▸ **EXERCISE DIRECTIONS**:
In the entries that follow, find each line with the word "multiple" and copy it.

--- RECORDS PROVIDED Enclosed Below ---

Issue #581, opened 2015-11-27
Route: More info for "Connections between locations not found"


michaelkrog:
If I make a route between many points but one of them are not possible to make a route to, then I get a RuntimeException with the message "Connections between locations not found" from https://github.com/graphhopper/graphhopper/blob/9d07f4fb300726aa2386587fbd52408b0fbdccbb/core/src/main/java/com/graphhopper/util/PathMerger.java#L142.

I miss some info about the actual point(s) that causes the error, so Im able to fix the data if that is the problem.

karussell:
Indeed this should be improved!

karussell:
Related to #776

theaaron123:
Has this been resolved [here](https://github.com/graphhopper/graphhopper/blob/826342c3b42b1f6402367e9aceb1cd7816a4f6c4/core/src/main/java/com/graphhopper/util/PathMerger.java#L131)?

karussell:
No, still the points are missing. BTW: @michaelkrog are you interested in the point index or actual lat,lon?

oschlueter:
Which points should be included in that collection? 

Say we have a graph like this:
```
a <--> b

       c <--> d
```
Further assume we'd like to travel from point `a` to point `d`, hence the problem is not a single node unconnected to the rest but a fifty-fifty split situation. 

The `Path` instance passed to `PathMerger.doWork` doesn't seem to contain any information regarding any specific points which are causing the error. Additionally it seems to me `fromNode` and `endNode` are set to `-1` if no path is found which would render calculations after the fact impossible. 

Thus would you have all points of the underlying graph be added to the collection?

boldtrn:
> The Path instance passed to PathMerger.doWork doesn't seem to contain any information regarding any specific points which are causing the error. Additionally it seems to me fromNode and endNode are set to -1 if no path is found which would render calculations after the fact impossible.

I haven't debugged this, but I would assume that you know for which of the paths you cannot find a connection.

Assume we want to find a way from Berlin via Cologne to Munich. GraphHopper would calculate two paths Berlin->Cologne and Cologne->Munich. If we see that the Path Cologne->Munich is empty, then we should be able to create an exception stating from point 1 to point 2.

karussell:
This is fixed now.

PR #1183, opened 2017-10-08
added information about missing connections when merging paths

oschlueter:
This PR proposes a fix for #581 based on [this comment by Robin](https://github.com/graphhopper/graphhopper/issues/581#issuecomment-334612177).

### DIFF
--- a/core/src/main/java/com/graphhopper/util/PathMerger.java
+++ b/core/src/main/java/com/graphhopper/util/PathMerger.java
@@ -23,9 +23,7 @@ import com.graphhopper.util.details.PathDetail;
 import com.graphhopper.util.details.PathDetailsBuilderFactory;
 import com.graphhopper.util.exceptions.ConnectionNotFoundException;
 
-import java.util.ArrayList;
-import java.util.Collections;
-import java.util.List;
+import java.util.*;
 
 /**
  * This class merges multiple {@link Path} objects into one continues object that
@@ -130,7 +128,8 @@ public class PathMerger {
             altRsp.setInstructions(fullInstructions);
 
         if (!allFound) {
-            altRsp.addError(new ConnectionNotFoundException("Connection between locations not found", Collections.<String, Object>emptyMap()));
+            altRsp.addError(new ConnectionNotFoundException("Connection between locations not found: " +
+                    unconnectedListString(paths), unconnectedInfo(altRsp, paths)));
         }
 
         altRsp.setDescription(description).
@@ -182,5 +181,54 @@ public class PathMerger {
         }
         rsp.setAscend(ascendMeters);
         rsp.setDescend(descendMeters);
+    }
+
+    private String unconnectedListString(List<Path> paths) {
+        StringBuilder sb = new StringBuilder().append("[");
+
+        for (int n = 0; n < paths.size(); ++n) {
+            if (!paths.get(n).isFound())
+                sb.append(String.format("(%d,%d), ", n, n+1));
+        }
+
+        if (sb.length() < 2)
+            throw new IllegalArgumentException("list doesn't have unavailable paths");
+
+        sb.setLength(sb.length() - 2); // delete last occurrence of  ", "
+        sb.append("]");
+
+        return sb.toString();
+    }
+
+    private Map<String, Object> unconnectedInfo(PathWrapper altRsp, List<Path> paths) {
+        PointList waypoints = altRsp.getWaypoints();
+
+        ArrayList<Object> idxFrom = new ArrayList<>();
+        ArrayList<Object> latFrom = new ArrayList<>();
+        ArrayList<Object> lonFrom = new ArrayList<>();
+        ArrayList<Object> idxTo = new ArrayList<>();
+        ArrayList<Object> latTo = new ArrayList<>();
+        ArrayList<Object> lonTo = new ArrayList<>();
+
+        for (int pathIndex = 0; pathIndex < paths.size(); ++pathIndex) {
+            if (!paths.get(pathIndex).isFound()) {
+                idxFrom.add(pathIndex);
+                latFrom.add(waypoints.getLat(pathIndex));
+                lonFrom.add(waypoints.getLon(pathIndex));
+                idxTo.add(pathIndex + 1);
+                latTo.add(waypoints.getLat(pathIndex + 1));
+                lonTo.add(waypoints.getLon(pathIndex + 1));
+            }
+        }
+
+        Map<String, Object> info = new HashMap<>();
+        info.put("idxFrom", idxFrom);
+        info.put("latFrom", latFrom);
+        info.put("lonFrom", lonFrom);
+        info.put("idxTo", idxTo);
+        info.put("latTo", latTo);
+        info.put("lonTo", lonTo);
+
+        return info;
     }
 }
--- a/core/src/test/java/com/graphhopper/util/PathMergerTest.java
+++ b/core/src/test/java/com/graphhopper/util/PathMergerTest.java
@@ -1,0 +1,149 @@
+package com.graphhopper.util;
+
+import com.graphhopper.GHRequest;
+import com.graphhopper.GHResponse;
+import com.graphhopper.routing.AlgorithmOptions;
+import com.graphhopper.routing.Path;
+import com.graphhopper.routing.QueryGraph;
+import com.graphhopper.routing.RoutingAlgorithmFactorySimple;
+import com.graphhopper.routing.template.ViaRoutingTemplate;
+import com.graphhopper.routing.util.CarFlagEncoder;
+import com.graphhopper.routing.util.EncodingManager;
+import com.graphhopper.routing.util.FlagEncoder;
+import com.graphhopper.routing.util.TraversalMode;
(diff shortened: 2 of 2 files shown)


core/src/main/java/com/graphhopper/util/PathMerger.java
```diff
@@ -183,4 +182,53 @@ private void calcAscendDescend(final PathWrapper rsp, final PointList pointList)
...
+    private String unconnectedListString(List<Path> paths) {
+        StringBuilder sb = new StringBuilder().append("[");
+
+        for (int n = 0; n < paths.size(); ++n) {
+            if (!paths.get(n).isFound())
+                sb.append(String.format("(%d,%d), ", n, n+1));
+        }
+
+        if (sb.length() < 2)
+            throw new IllegalArgumentException("list doesn't have unavailable paths");
```
boldtrn: Maybe a better exception would be: "All provided paths are found" or "The paths don't contain an unfound path"?

core/src/main/java/com/graphhopper/util/PathMerger.java
```diff
@@ -130,7 +128,8 @@ public void doWork(PathWrapper altRsp, List<Path> paths, Translation tr) {
             altRsp.setInstructions(fullInstructions);
 
         if (!allFound) {
-            altRsp.addError(new ConnectionNotFoundException("Connection between locations not found", Collections.<String, Object>emptyMap()));
+            altRsp.addError(new ConnectionNotFoundException("Connection between locations not found: " +
```
boldtrn: Since we now know which locations/points create this issue, wouldn't it be better to state "Connection between point1 and point2 (, and point 5 and point 6) not found"? IMHO the (1,2) look a bit like coordinates (at least I didn't understand the error message on first sight).

core/src/main/java/com/graphhopper/util/PathMerger.java
```diff
@@ -183,4 +182,53 @@ private void calcAscendDescend(final PathWrapper rsp, final PointList pointList)
...
+        sb.setLength(sb.length() - 2); // delete last occurrence of  ", "
+        sb.append("]");
+
+        return sb.toString();
+    }
+
+    private Map<String, Object> unconnectedInfo(PathWrapper altRsp, List<Path> paths) {
+        PointList waypoints = altRsp.getWaypoints();
+
+        ArrayList<Object> idxFrom = new ArrayList<>();
```
boldtrn: Do we need 6 ArrayLists here? Wouldn't it be easier to have everything as map so that the json result looks nice as well.

```
details = {
  "connection-not-found-1": {
    "idFrom": 1,
    ...
  },
  "connection-not-found-2": {
    "idFrom": 2
    .....
  }
}
```

core/src/main/java/com/graphhopper/util/PathMerger.java
```diff
@@ -183,4 +182,53 @@ private void calcAscendDescend(final PathWrapper rsp, final PointList pointList)
         rsp.setAscend(ascendMeters);
         rsp.setDescend(descendMeters);
     }
-}
\ No newline at end of file
+
+    private String unconnectedListString(List<Path> paths) {
```
boldtrn: Could we move these two methods into the ConnectionNotFoundException class to hide that logic? This would help to keep the PathMerger class a bit slimmer.

So we might have a new Constructor for this class accepting a List<Path> and a PointList?

boldtrn:
Thanks for creating this PR. Since you are a first time contributor, and I don't know if you already did this, but [could you send us a signed CLA via email](https://github.com/graphhopper/graphhopper/blob/master/.github/CONTRIBUTING.md#license-agreement)?

karussell:
> but could you send us a signed CLA via email?

Yes, already done. We should make this somehow better transparent. I'm currently thinking about dropping the requirement of such a CLA and instead sign every commit and have a "first contribution commit" which adds the nick name or something into the contributor file. Like the linux kernel community is doing this.

boldtrn:
> We should make this somehow better transparent. I'm currently thinking about dropping the requirement of such a CLA and instead sign every commit and have a "first contribution commit" which adds the nick name or something into the contributor file. Like the linux kernel community is doing this.

I like the way Google is handling their CLAs. They have a bot, not sure if they use [this opensource clabot](https://github.com/clabot/clabot). But maybe we should discuss this somewhere else :).

oschlueter:
Thank you for the feedback! 

I've adjusted the code accordingly and refactored recurring string values into constants.

core/src/main/java/com/graphhopper/util/exceptions/ConnectionNotFoundException.java
```diff
@@ -25,7 +30,75 @@
...
+    private static final String FMT = "point %d and point %d";
+    private static final String JOIN = ", and ";
+    private static final String OUTRO = " not found";
+
     public ConnectionNotFoundException(String var1, Map<String, Object> details) {
         super(var1, details);
     }
+
+    public ConnectionNotFoundException(List<Path> paths, PointList waypoints) {
+        super(unconnectedListString(paths), unconnectedInfo(paths, waypoints));
```
boldtrn: Wouldn't it be better to call `this(unconnectedListString(paths), unconnectedInfo(paths, waypoints));` in this case?

core/src/main/java/com/graphhopper/util/exceptions/ConnectionNotFoundException.java
```diff
@@ -25,7 +30,75 @@
...
+                Map<String, Number> infoEntry = new HashMap<>();
+
+                infoEntry.put(Keys.idFrom.name(), pathIndex);
+                infoEntry.put(Keys.latFrom.name(), waypoints.getLat(pathIndex));
+                infoEntry.put(Keys.lonFrom.name(), waypoints.getLon(pathIndex));
+                infoEntry.put(Keys.idTo.name(), pathIndex + 1);
+                infoEntry.put(Keys.latTo.name(), waypoints.getLat(pathIndex + 1));
+                infoEntry.put(Keys.lonTo.name(), waypoints.getLon(pathIndex + 1));
+
+                info.put("connection-not-found-" + info.size(), infoEntry);
```
boldtrn: I know this was my own idea :), but maybe it would be better to create json like:
```
connection-not-found: [
{...},
{...}
]
```

WDYT @karussell?

core/src/main/java/com/graphhopper/util/exceptions/ConnectionNotFoundException.java
oschlueter: Yes absolutely, that was an oversight.

core/src/main/java/com/graphhopper/util/exceptions/ConnectionNotFoundException.java
oschlueter: No sweat, API design needs to be thought through :-)

When I'm back from vacation and you guys have decided on your format of choice I can adjust it.

karussell: Sorry for the delay will have a look in the next time!

core/src/main/java/com/graphhopper/util/exceptions/ConnectionNotFoundException.java
```diff
@@ -25,7 +30,75 @@
...
+     *   },
+     *   "connection-not-found-1": {
+     *     "idFrom": 4
+     *     ....
+     *   }
+     * }
+     *
+     * @author Oliver Schlüter
+     */
+    public enum Keys {
```
karussell: This should not be part of the public Java API

core/src/main/java/com/graphhopper/util/exceptions/ConnectionNotFoundException.java
```diff
@@ -25,7 +30,75 @@
  * @author Peter Karich
  */
 public class ConnectionNotFoundException extends DetailedIllegalArgumentException {
+    private static final String INTRO = "Connection between ";
+    private static final String FMT = "point %d and point %d";
+    private static final String JOIN = ", and ";
+    private static final String OUTRO = " not found";
```
karussell: Why define them here explicitely?

oschlueter:
Wouldn't it be more useful to see all problems? I'm thinking about a compiler only showing one error each time I start a compilation...

core/src/main/java/com/graphhopper/util/exceptions/ConnectionNotFoundException.java
oschlueter: I'm using `INTRO` and `JOIN` multiple times (lines 54 and 57 respectively) hence I figured to store the strings in class variables. `FMT` and `OUTRO` exist to handle the string creation in `unconnectedListString`  consistently (i.e. no magic string components). 

How would you prefer this to be handled?

karussell:
We can print all but it should not be required for the implementation to do this, e.g. if the first problem is reported we can stop wasting CPU resources to calculate further.

karussell:
What about this PR? As @boldtrn already stated we have to be strict here with regards to the changed JSON output. 

What do you think about this: 

> I would like to propose that we use the same JSON format that we currently use for the Matrix API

--- End of Enclosed RECORDS PROVIDED ---

▸ **ANSWER FOR THE TASK**:
  * This class merges multiple {@link Path} objects into one continues object that
oschlueter: I'm using `INTRO` and `JOIN` multiple times (lines 54 and 57 respectively) hence I figured to store the strings in class variables. `FMT` and `OUTRO` exist to handle the string creation in `unconnectedListString`  consistently (i.e. no magic string components). 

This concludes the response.